Problem details - Return every line below exactly, leaving nothing out.

____ The data

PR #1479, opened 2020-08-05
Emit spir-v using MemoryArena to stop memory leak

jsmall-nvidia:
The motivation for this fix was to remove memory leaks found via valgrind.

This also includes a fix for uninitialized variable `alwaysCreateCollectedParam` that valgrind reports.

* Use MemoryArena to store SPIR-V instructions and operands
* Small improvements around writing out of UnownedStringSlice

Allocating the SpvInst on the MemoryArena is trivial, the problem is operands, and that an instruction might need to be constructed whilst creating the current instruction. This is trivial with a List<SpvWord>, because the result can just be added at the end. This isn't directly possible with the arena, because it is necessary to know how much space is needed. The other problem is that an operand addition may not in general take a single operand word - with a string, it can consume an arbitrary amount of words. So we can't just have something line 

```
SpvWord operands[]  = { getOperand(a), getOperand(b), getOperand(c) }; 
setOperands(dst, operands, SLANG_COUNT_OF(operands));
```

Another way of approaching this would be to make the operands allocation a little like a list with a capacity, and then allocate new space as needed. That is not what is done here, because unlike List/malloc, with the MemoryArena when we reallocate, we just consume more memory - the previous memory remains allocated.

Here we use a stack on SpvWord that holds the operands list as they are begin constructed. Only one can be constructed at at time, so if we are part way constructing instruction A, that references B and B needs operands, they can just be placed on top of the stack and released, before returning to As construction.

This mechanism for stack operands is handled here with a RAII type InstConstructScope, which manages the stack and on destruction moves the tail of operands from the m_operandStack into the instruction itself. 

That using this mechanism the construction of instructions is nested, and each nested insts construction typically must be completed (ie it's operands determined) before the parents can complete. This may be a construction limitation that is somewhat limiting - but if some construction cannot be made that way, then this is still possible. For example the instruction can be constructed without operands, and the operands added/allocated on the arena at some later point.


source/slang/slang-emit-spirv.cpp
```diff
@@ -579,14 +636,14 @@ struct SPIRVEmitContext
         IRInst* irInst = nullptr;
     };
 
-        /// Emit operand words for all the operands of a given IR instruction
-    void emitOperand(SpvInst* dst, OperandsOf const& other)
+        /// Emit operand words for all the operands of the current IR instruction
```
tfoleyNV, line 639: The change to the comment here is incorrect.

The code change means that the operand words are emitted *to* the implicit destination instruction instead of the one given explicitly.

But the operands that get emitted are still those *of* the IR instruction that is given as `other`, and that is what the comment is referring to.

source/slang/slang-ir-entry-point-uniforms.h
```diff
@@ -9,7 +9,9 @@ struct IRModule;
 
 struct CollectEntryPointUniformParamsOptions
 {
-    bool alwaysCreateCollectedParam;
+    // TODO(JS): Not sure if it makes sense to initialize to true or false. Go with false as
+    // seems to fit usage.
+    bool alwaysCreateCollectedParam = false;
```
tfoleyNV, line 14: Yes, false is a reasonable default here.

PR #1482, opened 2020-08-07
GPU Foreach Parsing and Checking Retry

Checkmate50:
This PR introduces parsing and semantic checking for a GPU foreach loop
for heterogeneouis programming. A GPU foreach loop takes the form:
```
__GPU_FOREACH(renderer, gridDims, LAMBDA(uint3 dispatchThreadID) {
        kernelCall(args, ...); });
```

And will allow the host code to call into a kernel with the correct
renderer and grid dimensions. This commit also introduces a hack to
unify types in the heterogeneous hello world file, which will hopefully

________

Your response -
PR #1479, opened 2020-08-05
Emit spir-v using MemoryArena to stop memory leak

jsmall-nvidia:
The motivation for this fix was to remove memory leaks found via valgrind.

This also includes a fix for uninitialized variable `alwaysCreateCollectedParam` that valgrind reports.

* Use MemoryArena to store SPIR-V instructions and operands
* Small improvements around writing out of UnownedStringSlice

Allocating the SpvInst on the MemoryArena is trivial, the problem is operands, and that an instruction might need to be constructed whilst creating the current instruction. This is trivial with a List<SpvWord>, because the result can just be added at the end. This isn't directly possible with the arena, because it is necessary to know how much space is needed. The other problem is that an operand addition may not in general take a single operand word - with a string, it can consume an arbitrary amount of words. So we can't just have something line 

```
SpvWord operands[]  = { getOperand(a), getOperand(b), getOperand(c) }; 
setOperands(dst, operands, SLANG_COUNT_OF(operands));
```

Another way of approaching this would be to make the operands allocation a little like a list with a capacity, and then allocate new space as needed. That is not what is done here, because unlike List/malloc, with the MemoryArena when we reallocate, we just consume more memory - the previous memory remains allocated.

Here we use a stack on SpvWord that holds the operands list as they are begin constructed. Only one can be constructed at at time, so if we are part way constructing instruction A, that references B and B needs operands, they can just be placed on top of the stack and released, before returning to As construction.

This mechanism for stack operands is handled here with a RAII type InstConstructScope, which manages the stack and on destruction moves the tail of operands from the m_operandStack into the instruction itself. 

That using this mechanism the construction of instructions is nested, and each nested insts construction typically must be completed (ie it's operands determined) before the parents can complete. This may be a construction limitation that is somewhat limiting - but if some construction cannot be made that way, then this is still possible. For example the instruction can be constructed without operands, and the operands added/allocated on the arena at some later point.


source/slang/slang-emit-spirv.cpp
```diff
@@ -579,14 +636,14 @@ struct SPIRVEmitContext
         IRInst* irInst = nullptr;
     };
 
-        /// Emit operand words for all the operands of a given IR instruction
-    void emitOperand(SpvInst* dst, OperandsOf const& other)
+        /// Emit operand words for all the operands of the current IR instruction
```
tfoleyNV, line 639: The change to the comment here is incorrect.

The code change means that the operand words are emitted *to* the implicit destination instruction instead of the one given explicitly.

But the operands that get emitted are still those *of* the IR instruction that is given as `other`, and that is what the comment is referring to.

source/slang/slang-ir-entry-point-uniforms.h
```diff
@@ -9,7 +9,9 @@ struct IRModule;
 
 struct CollectEntryPointUniformParamsOptions
 {
-    bool alwaysCreateCollectedParam;
+    // TODO(JS): Not sure if it makes sense to initialize to true or false. Go with false as
+    // seems to fit usage.
+    bool alwaysCreateCollectedParam = false;
```
tfoleyNV, line 14: Yes, false is a reasonable default here.

PR #1482, opened 2020-08-07
GPU Foreach Parsing and Checking Retry

Checkmate50:
This PR introduces parsing and semantic checking for a GPU foreach loop
for heterogeneouis programming. A GPU foreach loop takes the form:
```
__GPU_FOREACH(renderer, gridDims, LAMBDA(uint3 dispatchThreadID) {
        kernelCall(args, ...); });
```

And will allow the host code to call into a kernel with the correct
renderer and grid dimensions. This commit also introduces a hack to
unify types in the heterogeneous hello world file, which will hopefully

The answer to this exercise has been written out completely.